(Given data Opens)
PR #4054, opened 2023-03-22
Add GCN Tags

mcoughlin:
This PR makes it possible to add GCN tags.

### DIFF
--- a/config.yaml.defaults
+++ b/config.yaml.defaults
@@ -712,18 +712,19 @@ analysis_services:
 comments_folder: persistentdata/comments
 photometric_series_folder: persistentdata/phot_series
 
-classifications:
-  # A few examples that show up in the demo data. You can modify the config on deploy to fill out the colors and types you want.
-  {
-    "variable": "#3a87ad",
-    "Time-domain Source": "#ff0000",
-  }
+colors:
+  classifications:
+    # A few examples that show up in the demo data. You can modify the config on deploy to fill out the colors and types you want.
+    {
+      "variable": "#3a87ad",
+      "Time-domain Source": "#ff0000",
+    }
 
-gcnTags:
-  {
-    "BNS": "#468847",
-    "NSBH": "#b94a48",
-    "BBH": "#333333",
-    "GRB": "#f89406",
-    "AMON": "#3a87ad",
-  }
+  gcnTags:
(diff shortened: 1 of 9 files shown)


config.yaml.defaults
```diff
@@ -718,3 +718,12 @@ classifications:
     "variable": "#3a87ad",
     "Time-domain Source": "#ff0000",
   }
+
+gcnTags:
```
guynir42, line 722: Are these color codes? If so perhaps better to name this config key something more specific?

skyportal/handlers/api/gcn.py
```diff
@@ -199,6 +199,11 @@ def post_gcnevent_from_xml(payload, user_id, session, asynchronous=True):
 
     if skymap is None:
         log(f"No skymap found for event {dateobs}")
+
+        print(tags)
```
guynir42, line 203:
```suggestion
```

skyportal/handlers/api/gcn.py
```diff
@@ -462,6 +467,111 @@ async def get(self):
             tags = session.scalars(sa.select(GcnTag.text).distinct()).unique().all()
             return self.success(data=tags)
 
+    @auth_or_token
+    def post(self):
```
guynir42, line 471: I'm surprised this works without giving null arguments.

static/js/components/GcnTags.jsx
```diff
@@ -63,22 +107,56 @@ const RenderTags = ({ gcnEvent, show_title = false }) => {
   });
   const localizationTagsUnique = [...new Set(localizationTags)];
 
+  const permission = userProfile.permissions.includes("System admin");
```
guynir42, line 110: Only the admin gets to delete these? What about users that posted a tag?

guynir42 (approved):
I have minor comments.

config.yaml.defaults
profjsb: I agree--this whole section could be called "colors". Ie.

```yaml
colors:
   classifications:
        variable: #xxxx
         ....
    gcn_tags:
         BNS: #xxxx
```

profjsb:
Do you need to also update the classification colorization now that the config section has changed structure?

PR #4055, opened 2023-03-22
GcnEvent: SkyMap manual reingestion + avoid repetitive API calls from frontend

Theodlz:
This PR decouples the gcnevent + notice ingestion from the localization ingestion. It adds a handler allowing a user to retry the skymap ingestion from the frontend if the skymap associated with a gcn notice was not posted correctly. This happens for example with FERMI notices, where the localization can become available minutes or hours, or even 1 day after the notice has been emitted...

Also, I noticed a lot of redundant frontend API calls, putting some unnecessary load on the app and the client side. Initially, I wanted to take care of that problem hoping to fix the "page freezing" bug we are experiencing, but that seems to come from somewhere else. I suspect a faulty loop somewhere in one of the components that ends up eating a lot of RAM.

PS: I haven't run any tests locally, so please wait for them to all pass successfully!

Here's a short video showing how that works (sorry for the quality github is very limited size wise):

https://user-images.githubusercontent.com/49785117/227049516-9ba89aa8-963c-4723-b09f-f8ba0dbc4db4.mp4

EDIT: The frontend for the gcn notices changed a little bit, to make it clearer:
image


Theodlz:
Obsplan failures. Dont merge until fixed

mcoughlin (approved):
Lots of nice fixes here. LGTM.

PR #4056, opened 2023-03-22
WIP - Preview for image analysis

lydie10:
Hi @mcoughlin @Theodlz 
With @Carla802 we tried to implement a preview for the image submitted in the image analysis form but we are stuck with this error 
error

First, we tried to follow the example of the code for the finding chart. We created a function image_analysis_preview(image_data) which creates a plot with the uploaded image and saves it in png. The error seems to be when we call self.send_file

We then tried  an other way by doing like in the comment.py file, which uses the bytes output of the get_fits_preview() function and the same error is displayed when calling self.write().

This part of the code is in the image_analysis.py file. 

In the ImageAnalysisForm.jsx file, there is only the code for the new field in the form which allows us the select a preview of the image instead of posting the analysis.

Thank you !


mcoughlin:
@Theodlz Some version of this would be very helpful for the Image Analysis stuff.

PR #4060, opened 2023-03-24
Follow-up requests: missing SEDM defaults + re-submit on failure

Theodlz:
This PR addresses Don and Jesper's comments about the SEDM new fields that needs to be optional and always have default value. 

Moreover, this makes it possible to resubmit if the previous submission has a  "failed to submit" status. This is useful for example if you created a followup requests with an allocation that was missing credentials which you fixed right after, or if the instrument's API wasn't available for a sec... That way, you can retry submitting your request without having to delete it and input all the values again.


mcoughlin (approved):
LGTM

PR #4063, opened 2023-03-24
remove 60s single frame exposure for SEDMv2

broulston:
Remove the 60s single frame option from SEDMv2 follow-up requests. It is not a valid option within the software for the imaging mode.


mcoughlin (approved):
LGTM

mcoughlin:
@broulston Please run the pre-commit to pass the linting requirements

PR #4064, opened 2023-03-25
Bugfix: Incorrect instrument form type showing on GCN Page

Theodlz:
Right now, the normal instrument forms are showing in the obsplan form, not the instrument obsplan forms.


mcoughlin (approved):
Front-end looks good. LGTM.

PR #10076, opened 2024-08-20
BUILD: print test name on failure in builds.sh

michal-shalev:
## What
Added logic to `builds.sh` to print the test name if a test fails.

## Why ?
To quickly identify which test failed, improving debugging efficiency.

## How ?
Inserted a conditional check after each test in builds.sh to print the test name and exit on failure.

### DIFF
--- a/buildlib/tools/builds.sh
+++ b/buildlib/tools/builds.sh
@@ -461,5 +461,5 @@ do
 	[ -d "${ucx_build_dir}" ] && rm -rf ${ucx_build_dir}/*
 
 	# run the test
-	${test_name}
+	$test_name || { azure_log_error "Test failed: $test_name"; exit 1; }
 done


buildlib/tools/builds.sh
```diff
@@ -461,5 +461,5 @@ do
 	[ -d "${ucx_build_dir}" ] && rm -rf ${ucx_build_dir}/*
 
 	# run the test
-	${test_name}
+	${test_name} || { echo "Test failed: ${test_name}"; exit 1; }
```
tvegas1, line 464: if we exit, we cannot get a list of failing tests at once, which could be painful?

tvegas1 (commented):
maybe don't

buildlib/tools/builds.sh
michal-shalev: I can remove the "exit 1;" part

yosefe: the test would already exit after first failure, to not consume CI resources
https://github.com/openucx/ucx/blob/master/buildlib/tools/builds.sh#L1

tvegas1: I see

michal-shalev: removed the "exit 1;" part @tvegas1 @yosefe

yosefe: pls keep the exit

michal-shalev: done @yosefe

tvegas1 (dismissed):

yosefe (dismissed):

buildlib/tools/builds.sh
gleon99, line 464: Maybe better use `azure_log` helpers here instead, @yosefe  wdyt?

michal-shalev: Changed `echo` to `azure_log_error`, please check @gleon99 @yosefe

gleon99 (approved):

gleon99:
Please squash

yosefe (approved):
(Given data Closes)
Required work | Going through the entries above, report how many lines contain the word "select", with no other text.

Solved problem | 2